▶ [Prompt]: Using the records below, filter out every line that lacks "GetValue" and copy the rest.

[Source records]
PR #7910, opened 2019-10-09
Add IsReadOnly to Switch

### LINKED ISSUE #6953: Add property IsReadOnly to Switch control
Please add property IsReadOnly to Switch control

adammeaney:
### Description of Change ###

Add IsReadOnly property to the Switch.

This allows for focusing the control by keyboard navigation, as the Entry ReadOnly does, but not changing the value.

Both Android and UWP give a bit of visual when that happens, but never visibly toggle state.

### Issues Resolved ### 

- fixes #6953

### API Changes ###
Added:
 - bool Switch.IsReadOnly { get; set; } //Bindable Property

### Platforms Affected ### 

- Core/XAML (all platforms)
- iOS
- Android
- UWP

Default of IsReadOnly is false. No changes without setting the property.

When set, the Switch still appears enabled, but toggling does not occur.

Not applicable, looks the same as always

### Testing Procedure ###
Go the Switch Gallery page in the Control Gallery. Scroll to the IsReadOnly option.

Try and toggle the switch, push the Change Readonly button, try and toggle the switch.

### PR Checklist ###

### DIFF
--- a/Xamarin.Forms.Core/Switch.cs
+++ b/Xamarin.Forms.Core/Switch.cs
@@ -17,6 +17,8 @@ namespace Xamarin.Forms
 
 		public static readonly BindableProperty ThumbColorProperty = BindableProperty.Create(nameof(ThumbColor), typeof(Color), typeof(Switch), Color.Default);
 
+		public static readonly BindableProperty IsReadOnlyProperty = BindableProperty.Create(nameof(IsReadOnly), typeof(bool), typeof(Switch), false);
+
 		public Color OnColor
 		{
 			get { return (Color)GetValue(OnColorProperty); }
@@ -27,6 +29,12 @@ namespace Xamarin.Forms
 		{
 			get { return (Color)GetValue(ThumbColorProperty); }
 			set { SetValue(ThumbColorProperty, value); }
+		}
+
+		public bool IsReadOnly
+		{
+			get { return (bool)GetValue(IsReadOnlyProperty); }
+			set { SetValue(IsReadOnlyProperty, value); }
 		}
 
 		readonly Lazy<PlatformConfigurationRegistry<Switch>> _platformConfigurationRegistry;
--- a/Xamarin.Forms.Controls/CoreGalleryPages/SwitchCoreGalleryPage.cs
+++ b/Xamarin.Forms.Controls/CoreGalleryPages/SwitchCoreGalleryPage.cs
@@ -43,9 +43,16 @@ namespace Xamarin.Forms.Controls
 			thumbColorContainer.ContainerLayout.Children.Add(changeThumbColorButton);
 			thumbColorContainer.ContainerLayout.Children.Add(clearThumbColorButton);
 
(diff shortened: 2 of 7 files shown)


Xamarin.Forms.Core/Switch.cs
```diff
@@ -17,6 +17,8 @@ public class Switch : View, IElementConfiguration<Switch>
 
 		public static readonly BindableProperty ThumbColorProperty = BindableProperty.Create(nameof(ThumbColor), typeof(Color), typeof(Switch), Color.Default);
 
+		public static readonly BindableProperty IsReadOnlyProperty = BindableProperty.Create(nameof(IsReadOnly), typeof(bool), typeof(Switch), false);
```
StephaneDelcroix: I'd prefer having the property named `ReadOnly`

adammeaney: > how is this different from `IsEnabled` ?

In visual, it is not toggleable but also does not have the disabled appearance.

---

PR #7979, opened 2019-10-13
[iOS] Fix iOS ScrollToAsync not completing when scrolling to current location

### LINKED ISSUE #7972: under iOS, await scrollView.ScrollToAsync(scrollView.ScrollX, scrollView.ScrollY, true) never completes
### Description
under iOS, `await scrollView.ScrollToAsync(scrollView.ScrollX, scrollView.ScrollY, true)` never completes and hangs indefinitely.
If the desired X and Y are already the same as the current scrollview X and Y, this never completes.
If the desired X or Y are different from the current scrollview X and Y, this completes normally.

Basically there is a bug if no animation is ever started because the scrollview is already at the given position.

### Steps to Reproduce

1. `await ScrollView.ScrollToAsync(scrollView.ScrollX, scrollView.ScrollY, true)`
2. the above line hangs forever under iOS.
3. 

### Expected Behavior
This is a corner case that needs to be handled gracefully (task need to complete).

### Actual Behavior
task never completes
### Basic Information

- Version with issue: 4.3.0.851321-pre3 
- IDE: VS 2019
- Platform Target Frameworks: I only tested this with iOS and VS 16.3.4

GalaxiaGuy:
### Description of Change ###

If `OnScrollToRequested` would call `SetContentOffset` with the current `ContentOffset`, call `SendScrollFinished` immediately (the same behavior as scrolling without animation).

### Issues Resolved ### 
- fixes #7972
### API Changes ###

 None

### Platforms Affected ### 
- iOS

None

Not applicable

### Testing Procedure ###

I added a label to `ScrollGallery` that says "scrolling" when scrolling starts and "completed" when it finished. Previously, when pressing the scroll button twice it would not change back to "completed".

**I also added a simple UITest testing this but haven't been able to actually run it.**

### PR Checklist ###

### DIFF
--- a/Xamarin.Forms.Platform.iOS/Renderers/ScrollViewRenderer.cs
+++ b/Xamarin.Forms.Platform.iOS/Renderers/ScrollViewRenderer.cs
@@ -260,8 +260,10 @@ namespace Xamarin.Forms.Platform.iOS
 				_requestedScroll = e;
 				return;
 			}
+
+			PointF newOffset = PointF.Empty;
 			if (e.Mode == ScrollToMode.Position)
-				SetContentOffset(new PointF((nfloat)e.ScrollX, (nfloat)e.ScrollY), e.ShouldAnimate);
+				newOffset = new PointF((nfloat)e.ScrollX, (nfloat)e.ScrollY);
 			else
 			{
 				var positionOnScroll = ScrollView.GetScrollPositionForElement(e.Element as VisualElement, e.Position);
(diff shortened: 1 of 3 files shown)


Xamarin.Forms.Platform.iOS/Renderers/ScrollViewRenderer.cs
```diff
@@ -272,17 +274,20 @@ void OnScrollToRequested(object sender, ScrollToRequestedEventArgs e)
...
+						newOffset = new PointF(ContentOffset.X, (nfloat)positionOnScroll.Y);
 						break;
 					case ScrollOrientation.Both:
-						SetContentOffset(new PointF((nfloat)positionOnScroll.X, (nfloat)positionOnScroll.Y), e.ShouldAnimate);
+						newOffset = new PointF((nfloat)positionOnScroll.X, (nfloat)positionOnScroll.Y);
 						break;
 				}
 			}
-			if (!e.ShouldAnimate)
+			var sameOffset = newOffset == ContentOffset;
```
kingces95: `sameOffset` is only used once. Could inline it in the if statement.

* * *

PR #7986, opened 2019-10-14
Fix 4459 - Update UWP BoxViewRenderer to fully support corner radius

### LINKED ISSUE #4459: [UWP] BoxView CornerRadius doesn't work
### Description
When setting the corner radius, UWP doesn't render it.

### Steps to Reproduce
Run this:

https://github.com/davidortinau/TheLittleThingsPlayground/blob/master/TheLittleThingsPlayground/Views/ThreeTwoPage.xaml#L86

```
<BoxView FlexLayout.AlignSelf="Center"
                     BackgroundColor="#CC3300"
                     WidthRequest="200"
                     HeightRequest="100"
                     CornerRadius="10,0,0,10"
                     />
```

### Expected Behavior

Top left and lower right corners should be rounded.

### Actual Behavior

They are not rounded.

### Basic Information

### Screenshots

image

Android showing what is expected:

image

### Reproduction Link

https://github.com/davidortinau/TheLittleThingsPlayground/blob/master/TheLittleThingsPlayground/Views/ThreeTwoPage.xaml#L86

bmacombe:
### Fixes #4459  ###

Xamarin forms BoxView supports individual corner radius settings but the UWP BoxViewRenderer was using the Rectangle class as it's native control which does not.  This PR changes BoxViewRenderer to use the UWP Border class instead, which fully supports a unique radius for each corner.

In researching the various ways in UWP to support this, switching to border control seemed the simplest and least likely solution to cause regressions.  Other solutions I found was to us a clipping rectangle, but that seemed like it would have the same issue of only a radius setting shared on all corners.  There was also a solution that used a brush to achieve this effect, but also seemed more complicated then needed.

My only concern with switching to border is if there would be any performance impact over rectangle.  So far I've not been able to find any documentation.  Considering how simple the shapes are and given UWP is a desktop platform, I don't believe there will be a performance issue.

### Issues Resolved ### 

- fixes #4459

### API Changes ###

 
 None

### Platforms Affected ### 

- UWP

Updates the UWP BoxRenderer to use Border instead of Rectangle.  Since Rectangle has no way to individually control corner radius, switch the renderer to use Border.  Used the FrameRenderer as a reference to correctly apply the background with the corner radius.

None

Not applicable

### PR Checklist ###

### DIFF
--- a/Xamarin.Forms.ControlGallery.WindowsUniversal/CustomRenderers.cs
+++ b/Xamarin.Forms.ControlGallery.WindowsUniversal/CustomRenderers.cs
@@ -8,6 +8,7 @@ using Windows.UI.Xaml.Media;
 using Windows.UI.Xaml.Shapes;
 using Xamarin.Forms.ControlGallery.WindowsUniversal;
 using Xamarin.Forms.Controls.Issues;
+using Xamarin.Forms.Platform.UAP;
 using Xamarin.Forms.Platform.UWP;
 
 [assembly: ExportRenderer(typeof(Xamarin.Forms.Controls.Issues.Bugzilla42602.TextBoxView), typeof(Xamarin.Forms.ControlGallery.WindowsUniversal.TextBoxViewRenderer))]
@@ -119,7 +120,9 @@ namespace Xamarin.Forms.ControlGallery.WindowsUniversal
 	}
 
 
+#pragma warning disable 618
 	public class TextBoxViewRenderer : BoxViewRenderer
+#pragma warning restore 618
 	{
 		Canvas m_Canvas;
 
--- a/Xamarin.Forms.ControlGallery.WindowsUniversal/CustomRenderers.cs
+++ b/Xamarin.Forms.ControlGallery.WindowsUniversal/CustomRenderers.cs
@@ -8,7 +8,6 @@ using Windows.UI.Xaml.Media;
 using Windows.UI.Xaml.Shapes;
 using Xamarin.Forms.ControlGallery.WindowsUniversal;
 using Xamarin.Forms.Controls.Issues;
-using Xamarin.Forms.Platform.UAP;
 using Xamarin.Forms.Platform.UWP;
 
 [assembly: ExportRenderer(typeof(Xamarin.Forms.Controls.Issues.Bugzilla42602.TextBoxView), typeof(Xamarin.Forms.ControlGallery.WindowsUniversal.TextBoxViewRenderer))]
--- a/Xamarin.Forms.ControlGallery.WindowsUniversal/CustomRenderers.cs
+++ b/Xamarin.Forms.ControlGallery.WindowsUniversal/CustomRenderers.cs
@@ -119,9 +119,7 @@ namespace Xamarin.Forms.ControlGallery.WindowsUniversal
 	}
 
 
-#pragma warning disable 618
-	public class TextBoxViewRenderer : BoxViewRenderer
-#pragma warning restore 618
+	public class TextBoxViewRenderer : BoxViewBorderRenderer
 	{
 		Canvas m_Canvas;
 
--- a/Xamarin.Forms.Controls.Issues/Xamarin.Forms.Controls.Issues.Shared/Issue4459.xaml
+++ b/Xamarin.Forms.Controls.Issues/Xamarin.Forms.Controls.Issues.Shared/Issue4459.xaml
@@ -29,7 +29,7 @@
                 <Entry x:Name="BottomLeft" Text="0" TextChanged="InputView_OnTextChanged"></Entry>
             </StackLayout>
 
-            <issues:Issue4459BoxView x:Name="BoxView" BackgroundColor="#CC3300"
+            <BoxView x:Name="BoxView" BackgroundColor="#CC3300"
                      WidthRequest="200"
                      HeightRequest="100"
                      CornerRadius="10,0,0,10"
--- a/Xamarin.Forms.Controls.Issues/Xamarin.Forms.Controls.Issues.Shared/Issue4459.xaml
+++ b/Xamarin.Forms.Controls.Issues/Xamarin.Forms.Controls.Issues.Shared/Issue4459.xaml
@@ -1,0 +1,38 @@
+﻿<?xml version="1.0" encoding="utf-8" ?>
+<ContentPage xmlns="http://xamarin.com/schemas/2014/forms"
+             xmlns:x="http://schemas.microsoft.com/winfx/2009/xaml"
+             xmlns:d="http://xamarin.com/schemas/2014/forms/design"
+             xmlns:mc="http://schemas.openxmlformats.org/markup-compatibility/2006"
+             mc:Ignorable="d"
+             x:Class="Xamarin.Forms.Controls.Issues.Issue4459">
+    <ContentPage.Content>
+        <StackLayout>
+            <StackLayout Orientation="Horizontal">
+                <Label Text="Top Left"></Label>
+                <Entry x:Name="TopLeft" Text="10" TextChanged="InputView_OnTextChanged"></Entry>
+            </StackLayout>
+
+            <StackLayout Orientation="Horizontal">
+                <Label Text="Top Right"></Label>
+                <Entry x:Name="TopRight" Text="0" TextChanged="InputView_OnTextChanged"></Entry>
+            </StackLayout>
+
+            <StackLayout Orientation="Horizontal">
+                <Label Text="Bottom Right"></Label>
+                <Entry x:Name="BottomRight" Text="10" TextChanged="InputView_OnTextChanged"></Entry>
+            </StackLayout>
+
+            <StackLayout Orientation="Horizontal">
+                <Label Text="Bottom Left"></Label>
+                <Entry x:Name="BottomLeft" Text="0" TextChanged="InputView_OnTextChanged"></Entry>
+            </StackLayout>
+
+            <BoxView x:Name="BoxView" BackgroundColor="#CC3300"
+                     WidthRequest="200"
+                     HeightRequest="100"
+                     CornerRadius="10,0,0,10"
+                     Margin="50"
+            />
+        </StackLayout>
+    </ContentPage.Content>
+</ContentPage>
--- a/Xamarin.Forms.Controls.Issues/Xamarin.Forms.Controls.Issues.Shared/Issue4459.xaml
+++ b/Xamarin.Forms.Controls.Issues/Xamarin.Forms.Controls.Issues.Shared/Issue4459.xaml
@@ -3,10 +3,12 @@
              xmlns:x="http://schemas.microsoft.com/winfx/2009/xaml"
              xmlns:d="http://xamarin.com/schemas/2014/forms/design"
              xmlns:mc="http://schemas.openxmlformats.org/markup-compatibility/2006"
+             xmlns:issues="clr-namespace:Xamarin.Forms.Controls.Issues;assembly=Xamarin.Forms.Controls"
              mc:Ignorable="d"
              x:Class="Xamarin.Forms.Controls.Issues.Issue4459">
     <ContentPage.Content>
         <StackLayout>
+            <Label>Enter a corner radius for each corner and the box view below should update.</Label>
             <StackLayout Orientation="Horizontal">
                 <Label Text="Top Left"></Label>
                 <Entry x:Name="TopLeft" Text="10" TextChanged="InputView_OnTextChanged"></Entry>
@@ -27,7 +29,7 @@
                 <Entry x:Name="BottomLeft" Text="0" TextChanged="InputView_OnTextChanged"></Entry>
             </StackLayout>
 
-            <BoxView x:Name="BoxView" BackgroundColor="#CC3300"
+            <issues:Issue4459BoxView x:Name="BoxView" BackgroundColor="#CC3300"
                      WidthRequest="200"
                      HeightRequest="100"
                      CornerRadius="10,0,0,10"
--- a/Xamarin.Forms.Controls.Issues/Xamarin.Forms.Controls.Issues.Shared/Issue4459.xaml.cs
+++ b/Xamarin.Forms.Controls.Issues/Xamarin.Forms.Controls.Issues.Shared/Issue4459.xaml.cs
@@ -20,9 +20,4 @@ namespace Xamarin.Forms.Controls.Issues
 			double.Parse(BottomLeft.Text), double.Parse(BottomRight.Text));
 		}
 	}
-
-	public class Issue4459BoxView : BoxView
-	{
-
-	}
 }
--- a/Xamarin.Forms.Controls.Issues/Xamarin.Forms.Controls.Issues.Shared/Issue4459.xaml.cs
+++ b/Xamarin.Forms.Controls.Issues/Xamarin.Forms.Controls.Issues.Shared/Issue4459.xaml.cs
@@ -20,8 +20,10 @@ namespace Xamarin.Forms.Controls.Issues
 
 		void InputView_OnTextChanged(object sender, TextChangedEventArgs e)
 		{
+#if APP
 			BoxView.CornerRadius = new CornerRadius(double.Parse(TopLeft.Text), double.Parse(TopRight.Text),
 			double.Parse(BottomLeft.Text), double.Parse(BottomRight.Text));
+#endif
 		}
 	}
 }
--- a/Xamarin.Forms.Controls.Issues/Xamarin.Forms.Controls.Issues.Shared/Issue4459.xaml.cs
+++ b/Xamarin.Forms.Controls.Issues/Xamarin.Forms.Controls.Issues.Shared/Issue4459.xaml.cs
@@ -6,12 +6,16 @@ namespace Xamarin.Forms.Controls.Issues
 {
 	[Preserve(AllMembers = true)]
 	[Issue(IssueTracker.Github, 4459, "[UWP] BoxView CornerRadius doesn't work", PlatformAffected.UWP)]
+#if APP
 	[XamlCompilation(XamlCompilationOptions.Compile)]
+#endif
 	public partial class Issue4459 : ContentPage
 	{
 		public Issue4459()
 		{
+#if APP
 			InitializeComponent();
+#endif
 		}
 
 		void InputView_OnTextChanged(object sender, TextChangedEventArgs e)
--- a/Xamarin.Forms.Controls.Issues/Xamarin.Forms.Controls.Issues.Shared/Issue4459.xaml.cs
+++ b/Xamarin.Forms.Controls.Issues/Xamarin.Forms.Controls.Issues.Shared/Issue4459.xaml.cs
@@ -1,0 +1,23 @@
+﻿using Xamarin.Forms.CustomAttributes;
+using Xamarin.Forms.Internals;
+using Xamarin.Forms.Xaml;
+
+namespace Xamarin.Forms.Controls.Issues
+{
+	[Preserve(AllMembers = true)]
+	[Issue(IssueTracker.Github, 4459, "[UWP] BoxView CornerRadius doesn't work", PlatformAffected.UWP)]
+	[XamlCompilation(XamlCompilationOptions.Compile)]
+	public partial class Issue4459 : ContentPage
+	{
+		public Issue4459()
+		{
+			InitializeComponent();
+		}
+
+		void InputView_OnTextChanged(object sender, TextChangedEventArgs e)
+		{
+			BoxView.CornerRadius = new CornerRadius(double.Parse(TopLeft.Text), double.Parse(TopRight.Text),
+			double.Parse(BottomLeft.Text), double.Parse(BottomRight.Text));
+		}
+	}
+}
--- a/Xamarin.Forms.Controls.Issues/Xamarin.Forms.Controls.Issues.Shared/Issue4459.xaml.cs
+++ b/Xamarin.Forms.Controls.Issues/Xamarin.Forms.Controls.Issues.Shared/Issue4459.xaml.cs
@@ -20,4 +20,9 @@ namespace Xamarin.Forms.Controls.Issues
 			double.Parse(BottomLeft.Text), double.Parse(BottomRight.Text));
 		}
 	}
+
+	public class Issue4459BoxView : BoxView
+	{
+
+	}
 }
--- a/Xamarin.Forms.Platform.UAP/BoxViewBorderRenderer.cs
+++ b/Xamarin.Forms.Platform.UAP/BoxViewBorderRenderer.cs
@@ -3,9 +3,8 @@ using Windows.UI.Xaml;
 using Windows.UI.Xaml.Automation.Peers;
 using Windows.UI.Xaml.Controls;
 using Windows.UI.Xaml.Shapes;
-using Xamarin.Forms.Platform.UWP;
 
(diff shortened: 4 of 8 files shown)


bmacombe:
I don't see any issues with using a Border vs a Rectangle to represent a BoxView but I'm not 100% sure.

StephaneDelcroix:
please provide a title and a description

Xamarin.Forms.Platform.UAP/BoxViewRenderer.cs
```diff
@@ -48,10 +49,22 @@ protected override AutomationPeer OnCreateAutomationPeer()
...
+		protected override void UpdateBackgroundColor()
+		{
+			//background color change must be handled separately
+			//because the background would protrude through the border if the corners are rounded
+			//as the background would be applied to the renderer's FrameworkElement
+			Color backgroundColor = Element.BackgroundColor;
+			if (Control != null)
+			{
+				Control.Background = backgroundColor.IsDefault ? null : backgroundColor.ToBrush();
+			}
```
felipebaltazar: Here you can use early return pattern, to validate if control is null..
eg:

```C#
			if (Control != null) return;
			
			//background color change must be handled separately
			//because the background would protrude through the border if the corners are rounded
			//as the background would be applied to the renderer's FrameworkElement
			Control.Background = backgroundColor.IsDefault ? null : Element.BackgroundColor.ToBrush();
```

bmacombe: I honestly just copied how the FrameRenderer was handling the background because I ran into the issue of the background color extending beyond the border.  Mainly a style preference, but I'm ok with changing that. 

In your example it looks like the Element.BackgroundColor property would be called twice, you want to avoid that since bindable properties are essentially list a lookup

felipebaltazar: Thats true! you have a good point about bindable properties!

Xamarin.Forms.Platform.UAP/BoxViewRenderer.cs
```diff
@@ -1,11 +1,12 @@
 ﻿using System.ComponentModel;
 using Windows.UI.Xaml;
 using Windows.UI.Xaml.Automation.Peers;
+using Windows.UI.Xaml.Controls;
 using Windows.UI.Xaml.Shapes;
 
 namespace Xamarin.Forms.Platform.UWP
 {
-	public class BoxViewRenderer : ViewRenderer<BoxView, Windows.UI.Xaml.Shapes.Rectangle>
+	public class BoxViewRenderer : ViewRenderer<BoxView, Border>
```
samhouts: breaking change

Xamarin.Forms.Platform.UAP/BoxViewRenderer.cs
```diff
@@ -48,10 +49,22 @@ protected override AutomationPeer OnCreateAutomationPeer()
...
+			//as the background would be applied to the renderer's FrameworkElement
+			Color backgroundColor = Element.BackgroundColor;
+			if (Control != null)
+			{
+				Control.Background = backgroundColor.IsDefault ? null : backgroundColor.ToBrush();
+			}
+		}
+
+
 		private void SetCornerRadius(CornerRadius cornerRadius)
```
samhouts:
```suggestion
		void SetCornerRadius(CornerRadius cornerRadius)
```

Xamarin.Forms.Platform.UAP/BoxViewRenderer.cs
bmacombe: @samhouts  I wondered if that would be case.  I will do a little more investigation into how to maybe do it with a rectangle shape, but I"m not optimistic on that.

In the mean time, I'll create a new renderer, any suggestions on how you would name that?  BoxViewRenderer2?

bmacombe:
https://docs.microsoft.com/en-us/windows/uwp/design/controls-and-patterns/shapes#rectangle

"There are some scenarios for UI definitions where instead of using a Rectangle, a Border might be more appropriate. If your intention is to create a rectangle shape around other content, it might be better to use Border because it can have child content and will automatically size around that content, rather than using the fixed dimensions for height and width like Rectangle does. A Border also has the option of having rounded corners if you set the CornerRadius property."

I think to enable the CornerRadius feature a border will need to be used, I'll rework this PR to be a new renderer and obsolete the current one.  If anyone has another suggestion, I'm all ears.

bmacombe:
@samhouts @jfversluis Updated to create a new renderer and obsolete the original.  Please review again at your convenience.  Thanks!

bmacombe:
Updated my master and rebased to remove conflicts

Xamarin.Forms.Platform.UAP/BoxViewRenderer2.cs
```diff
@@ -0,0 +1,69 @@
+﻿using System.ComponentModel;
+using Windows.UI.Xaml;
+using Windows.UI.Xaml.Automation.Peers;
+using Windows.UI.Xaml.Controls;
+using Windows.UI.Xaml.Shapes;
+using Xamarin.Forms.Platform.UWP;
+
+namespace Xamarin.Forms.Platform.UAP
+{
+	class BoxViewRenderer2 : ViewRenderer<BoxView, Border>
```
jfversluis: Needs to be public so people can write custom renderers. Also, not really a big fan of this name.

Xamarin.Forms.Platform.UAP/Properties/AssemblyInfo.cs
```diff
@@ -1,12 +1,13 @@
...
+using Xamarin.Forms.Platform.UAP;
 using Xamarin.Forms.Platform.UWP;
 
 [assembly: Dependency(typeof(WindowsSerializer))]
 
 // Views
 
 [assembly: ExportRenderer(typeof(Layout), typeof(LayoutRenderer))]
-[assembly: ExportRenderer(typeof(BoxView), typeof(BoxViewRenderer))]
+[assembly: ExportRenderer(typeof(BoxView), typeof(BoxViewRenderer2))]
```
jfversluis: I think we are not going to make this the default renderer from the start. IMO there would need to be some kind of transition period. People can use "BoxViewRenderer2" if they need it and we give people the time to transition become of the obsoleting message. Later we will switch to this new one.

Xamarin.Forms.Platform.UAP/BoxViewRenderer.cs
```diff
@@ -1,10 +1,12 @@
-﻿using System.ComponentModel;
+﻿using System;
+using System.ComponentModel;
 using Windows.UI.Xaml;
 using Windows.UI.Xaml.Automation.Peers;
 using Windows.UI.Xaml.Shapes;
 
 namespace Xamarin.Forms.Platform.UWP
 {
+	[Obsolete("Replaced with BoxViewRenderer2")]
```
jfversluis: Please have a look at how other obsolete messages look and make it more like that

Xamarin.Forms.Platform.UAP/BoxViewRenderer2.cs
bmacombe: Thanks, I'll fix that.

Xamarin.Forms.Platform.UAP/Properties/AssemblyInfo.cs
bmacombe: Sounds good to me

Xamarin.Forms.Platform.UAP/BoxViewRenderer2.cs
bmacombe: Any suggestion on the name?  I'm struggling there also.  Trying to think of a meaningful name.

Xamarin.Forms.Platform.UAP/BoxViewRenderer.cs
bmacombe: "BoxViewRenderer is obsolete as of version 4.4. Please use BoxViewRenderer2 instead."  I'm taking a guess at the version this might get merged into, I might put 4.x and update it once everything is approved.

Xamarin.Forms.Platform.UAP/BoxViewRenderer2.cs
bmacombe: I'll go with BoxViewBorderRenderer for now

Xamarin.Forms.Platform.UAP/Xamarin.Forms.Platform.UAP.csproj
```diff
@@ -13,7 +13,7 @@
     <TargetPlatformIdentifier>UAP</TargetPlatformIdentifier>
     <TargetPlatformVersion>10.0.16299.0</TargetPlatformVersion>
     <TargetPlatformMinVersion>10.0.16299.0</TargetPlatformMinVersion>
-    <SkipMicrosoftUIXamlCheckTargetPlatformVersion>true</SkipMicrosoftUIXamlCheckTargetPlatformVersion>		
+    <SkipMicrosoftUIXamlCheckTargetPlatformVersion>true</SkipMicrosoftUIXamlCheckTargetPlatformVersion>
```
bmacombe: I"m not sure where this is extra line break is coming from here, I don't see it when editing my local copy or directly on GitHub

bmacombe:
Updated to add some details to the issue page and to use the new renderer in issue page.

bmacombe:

▶ [Written answer]:
 			get { return (Color)GetValue(OnColorProperty); }
 			get { return (Color)GetValue(ThumbColorProperty); }
+			get { return (bool)GetValue(IsReadOnlyProperty); }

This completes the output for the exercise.